**PROBLEM DESCRIPTION**:
Of the lines below, write out exactly those from the line with "Small change to" through the line with "I dont see that", both included, and skip the rest.

**TASK MATERIAL**:
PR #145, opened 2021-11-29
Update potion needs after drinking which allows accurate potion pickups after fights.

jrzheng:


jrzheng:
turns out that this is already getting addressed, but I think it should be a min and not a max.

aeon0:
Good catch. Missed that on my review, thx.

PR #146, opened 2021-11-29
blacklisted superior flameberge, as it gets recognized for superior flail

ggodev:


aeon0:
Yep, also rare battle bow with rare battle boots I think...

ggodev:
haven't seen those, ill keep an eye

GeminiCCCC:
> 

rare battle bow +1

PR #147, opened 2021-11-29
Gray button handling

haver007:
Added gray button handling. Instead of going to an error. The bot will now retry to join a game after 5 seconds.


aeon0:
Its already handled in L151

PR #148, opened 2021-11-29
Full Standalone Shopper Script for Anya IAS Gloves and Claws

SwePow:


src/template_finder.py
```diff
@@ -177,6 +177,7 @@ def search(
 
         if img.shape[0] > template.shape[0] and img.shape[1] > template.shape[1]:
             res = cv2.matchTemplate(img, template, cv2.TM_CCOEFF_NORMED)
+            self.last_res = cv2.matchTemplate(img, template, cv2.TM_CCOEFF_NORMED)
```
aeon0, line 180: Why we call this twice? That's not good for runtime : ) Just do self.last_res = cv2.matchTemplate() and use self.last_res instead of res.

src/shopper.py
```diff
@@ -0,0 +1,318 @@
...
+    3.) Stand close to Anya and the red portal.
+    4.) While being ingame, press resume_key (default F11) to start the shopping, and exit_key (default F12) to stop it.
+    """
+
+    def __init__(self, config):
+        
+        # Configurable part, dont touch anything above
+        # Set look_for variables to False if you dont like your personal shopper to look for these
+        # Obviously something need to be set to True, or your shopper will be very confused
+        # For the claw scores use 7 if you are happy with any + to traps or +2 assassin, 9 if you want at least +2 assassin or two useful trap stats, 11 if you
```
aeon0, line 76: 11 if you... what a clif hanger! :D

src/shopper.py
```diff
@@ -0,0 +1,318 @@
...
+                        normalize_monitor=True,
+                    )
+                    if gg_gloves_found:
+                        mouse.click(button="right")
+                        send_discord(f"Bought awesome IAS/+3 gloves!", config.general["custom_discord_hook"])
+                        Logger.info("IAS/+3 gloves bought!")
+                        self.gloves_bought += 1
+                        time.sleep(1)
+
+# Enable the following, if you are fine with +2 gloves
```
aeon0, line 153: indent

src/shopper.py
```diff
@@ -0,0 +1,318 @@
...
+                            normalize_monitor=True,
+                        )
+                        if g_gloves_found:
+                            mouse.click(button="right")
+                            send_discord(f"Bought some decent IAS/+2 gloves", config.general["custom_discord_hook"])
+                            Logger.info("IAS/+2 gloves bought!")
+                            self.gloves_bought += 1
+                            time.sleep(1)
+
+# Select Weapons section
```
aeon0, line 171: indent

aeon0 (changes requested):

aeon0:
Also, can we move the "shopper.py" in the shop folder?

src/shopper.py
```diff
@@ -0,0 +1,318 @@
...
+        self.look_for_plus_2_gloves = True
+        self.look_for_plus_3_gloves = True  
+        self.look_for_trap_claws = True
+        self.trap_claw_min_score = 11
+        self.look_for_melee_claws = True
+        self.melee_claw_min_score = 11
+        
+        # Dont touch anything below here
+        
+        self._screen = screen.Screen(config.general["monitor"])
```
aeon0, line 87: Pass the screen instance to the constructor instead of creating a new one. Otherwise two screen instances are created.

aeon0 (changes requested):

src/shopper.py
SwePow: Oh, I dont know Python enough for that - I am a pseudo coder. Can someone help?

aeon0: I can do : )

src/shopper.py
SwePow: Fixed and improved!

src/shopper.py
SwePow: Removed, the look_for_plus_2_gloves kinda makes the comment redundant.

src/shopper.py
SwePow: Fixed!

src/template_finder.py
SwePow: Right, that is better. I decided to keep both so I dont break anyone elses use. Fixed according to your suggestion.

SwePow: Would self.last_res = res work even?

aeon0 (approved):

==

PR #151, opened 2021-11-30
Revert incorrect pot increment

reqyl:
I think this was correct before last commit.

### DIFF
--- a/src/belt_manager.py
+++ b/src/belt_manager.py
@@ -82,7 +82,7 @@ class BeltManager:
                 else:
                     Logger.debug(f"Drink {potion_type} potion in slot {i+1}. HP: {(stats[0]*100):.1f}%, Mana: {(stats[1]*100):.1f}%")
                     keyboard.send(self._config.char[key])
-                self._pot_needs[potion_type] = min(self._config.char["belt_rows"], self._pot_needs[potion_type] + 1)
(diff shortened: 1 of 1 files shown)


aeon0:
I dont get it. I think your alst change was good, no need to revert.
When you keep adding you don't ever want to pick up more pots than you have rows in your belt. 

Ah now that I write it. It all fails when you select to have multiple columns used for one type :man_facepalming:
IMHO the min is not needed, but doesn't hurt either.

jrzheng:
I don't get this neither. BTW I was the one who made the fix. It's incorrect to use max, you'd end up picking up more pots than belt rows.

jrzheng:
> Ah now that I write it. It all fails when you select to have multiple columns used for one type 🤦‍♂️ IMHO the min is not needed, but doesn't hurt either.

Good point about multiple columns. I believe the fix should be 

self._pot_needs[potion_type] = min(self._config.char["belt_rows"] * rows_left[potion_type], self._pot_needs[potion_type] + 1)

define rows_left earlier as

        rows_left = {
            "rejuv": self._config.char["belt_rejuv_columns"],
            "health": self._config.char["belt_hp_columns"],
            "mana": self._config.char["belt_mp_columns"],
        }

* * *

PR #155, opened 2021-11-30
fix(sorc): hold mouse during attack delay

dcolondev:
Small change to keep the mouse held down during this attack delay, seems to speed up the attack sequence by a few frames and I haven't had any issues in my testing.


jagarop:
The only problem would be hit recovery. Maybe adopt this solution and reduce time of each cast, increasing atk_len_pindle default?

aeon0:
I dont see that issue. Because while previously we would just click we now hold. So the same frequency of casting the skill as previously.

**RESULT FOR THIS EXERCISE**:
Small change to keep the mouse held down during this attack delay, seems to speed up the attack sequence by a few frames and I haven't had any issues in my testing.


jagarop:
The only problem would be hit recovery. Maybe adopt this solution and reduce time of each cast, increasing atk_len_pindle default?

aeon0:
I dont see that issue. Because while previously we would just click we now hold. So the same frequency of casting the skill as previously.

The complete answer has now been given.